I am freaked out. I am shaking. I didn't even know the dog but it feels like I just got bit by a friend. Does that sound strange? I don't understand these feelings. I feel like such and idiot. How could I so easily let my guard down? How could I not see any warning signs? How did I let this happen? The thought of what could have happened to my face, makes me sick. I love dogs.... but I feel like I can't do that anymore. I feel betrayed.


----------



## Cluemanti (Jun 25, 2010)

Not the best story but could of been worse given the situation. Glad you didn't suffer any serious injuries from this.


----------



## onyx'girl (May 18, 2007)

How very traumatic for you. I can't imagine what you were feeling. I think the same thing, dogs are friends as long as we treat them fairly.
Wow, that could have been severe where he decided to go after you. Thank God it wasn't worse.
_Very_ sad for the dog...I think this borders on abuse to that poor thing, I hope the AC will do an investigation, and check out the parents of the kids too..cycles in circles. 
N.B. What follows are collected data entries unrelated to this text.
PR #98500, opened 2026-08-30
fix(state): audit-log end_session/reopen_session with the calling module

### LINKED ISSUE #98495: [Bug]: live gateway session row is transiently marked ended in state.db; #54878 stale-route self-heal fires repeatedly and silently reopens it
## Bug Description

The routing-time self-heal added for #54878 ("stale routing self-heal") fired **4 times in one day, across 2 gateway profiles — every single time against a session that was provably still live**. In each occurrence, state.db had a non-NULL `end_reason` on a session row that was actively serving turns, and the recovery path silently reopened it. No permanent end marker remains.

Signature (gateway.log):

```
WARNING gateway.session: gateway.session: routing key 'agent:main:telegram:dm:***' -> 20260830_175705_**** is ended in
state.db but still live in sessions.json; dropping stale entry and recovering/recreating the session (#54878)
```

This is the live-gateway variant of #54878, but the direction is inverted from what the original issue assumed: the session in state.db was **wrongly ended**, not the routing entry that was stale. `_is_session_ended_in_db()` (gateway/session.py:2479) reads `end_reason` as the liveness oracle, so any spurious `end_reason` write on a live row turns the next inbound message into a self-heal cycle.

Occurrences (2026-08-30, local time):

| Profile / platform | Session | Inbound that detected it | Row state after (queried ~20:00) |
|---|---|---|---|
| A / telegram DM | S1 | 18:21:43 | `end_reason = NULL`, 266 msgs |
| A / telegram DM | S1 (again) | 19:25:05 | `end_reason = NULL`, 266 msgs |
| B / google_chat DM | S2 | 10:22:00 | `end_reason = NULL`, 103 msgs |
| B / google_chat DM | S2 (again) | 17:18:30 | `end_reason = NULL`, 103 msgs |

S1 was marked ended **twice** within ~64 minutes. This rules out a one-off manual action; the writer is automated and repeatable.

### 1. The flagged sessions were live

S1 (telegram DM, profile A) was created at 17:57:05 by a compression split from its parent (parent row correctly ended with `end_reason='compression'`). API calls tagged `[S1]` ran continuously:

- 18:14:23 – 18:15:19 — turn in progress; 18:15:19 turn ended `interrupted_during_api_call` (user sent a new message mid-turn). The routing check on this inbound found S1 **alive**.
- 18:18:01 — next turn completed normally on S1 (`text_response`, 2 API calls, delivered 18:18:02).
- 18:21:43 — next inbound: self-heal fires, S1 found "ended in state.db".
- 18:21:4x — recovery reopens S1 (`reopen_session`, gateway/session.py:2894); the conversation continues on the **same** session_id.
- 19:31:45 – 19:36:29 — more turns on S1 after the second self-heal.

So the spurious `end_reason` write on S1 landed in the window **(18:15:19, 18:21:43)** — after the last routing check that observed S1 alive, before the next one. `end_session()` (hermes_state.py:7194) and `reopen_session()` (hermes_state.py:7212) are **not logged**, so the writer is not directly visible in current logs — only detectable through the next routing check.

### 2. Profile A's second self-heal triggered a cascading (but aborted) compression

At 19:25:05 (same inbound that hit the self-heal), session hygiene auto-compression also fired on an estimated ~274,755 tokens (the actual last API input for that session was ~131,800 tokens). The hygiene path's 10s turn-hold budget (`hygiene_max_turn_hold_seconds`, deliberately capped below the Telegram idle-sever window) was exhausted, the turn proceeded uncompressed, the detached compression pass then ran ~139.7 s and was commit-fenced:

```
INFO  gateway.run: Session hygiene compression for session ... exceeded the turn-hold budget (10.0s >= 10.0s)
      — abandoning inline wait, proceeding without compression this turn
WARNING gateway.run: Session hygiene auto-compress failed: turn-hold budget 10.0s elapsed after 10.0s
INFO  agent.conversation_compression: Compression commit cancelled before session mutation (session=...)
INFO  agent.conversation_compression: ... "failure_class":"commit_fence_cancelled" ... "total_duration_ms":139657
INFO  agent.turn_context: Skipping preflight compression: same-session cooldown active (~58 seconds remaining)
```

Net effect: a full long local-model compression pass was computed and discarded, and the log shows a cluster of scary-looking compression failures that are actually downstream of the stale-row false positive. (No user-visible outage: the turn completed and delivered normally.)

### 3. Same signature, second profile

Profile B (google_chat DM): same warning at 10:22:00 and 17:18:30 on session S2; S2's row is now `end_reason = NULL` with 103 messages and an intact compression parent chain.

## Prime suspect writer class (unconfirmed — no audit log exists)

The only runtime writer of a recoverable `end_reason` (`agent_close` / `ws_orphan_reap` / ... see `_RECOVERABLE_END_REASONS`, hermes_state_common.py:212) on a gateway session row is:

```
AIAgent.close() → session_db.end_session(session_id, "agent_close")   # run_agent.py:4752
```

gated by `_end_session_on_close`, which **defaults to True** (agent/agent_init.py:1770). Known fork paths that deliberately share a parent's *live* session_id opt out **individually, per call site**:

- `background_review.py:1304` — `review_agent._end_session_on_close = False`, with the comment that without the opt-out, close() "would finalize the parent's still-active session row mid conversation"
- `gateway/run.py` (hygiene compression agent), `gateway/slash_commands.py` (manual compression temp agent) — same opt-out

So the protection is a per-call-site flag, not structural: any `close()` on an AIAgent whose `session_id` is still the target of a live gateway routing entry will finalize that live row — and the only thing hiding the bug is the recovery path that quietly reopens it. Close sites that run **off the main turn path** and are therefore plausible writers: the cache-evict daemon threads spawned at `gateway/run.py:5863` (`agent-xproc-evict-*` / `agent-evict-*` — in profile A one such thread retired a cached agent's clients at 18:12:46, i.e. inside the suspect window for the second turn), and `request_error_cleanup` client teardown. Note the bg-review fork for S1 closed at 19:00:06 (correctly opted out), and the delegation subagent closes at 18:37:55 targeted their own session rows (verified: those subagent rows ended with their own `agent_close`, exactly 600 s after creation) — so those two are exonerated for this trace, leaving the evict/close paths unaccounted for.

This incident may have been "meant to be" if the kids/dog is living in such an environment you may have saved _them_ by what that dog did to you. I'd want a follow up report as well as the incident report.


----------



## Baersmama (Jun 15, 2010)

What a scary situation. Sorry you were so shaken up and glad it wasn't any worse.
Sounds to me like the poor dog is mistreated by the boy in the house. You were probably getting the brunt of a lot of pent up frustration.


----------



## bianca (Mar 28, 2010)

I am so pleased you were not more seriously injured. Do not blame yourself. By what you described the boy did to the dog after the fact, I dread to think how he is treated normally. That is disgusting and I hope the police can get him (kid or not) for animal cruelty.


----------



## Asche-zu-Staub (Apr 25, 2010)

where the (insert explicit language here) were the parents? if you're having a garage sale...i'd imagine you'd want to be out there to make sure no ones stealing things...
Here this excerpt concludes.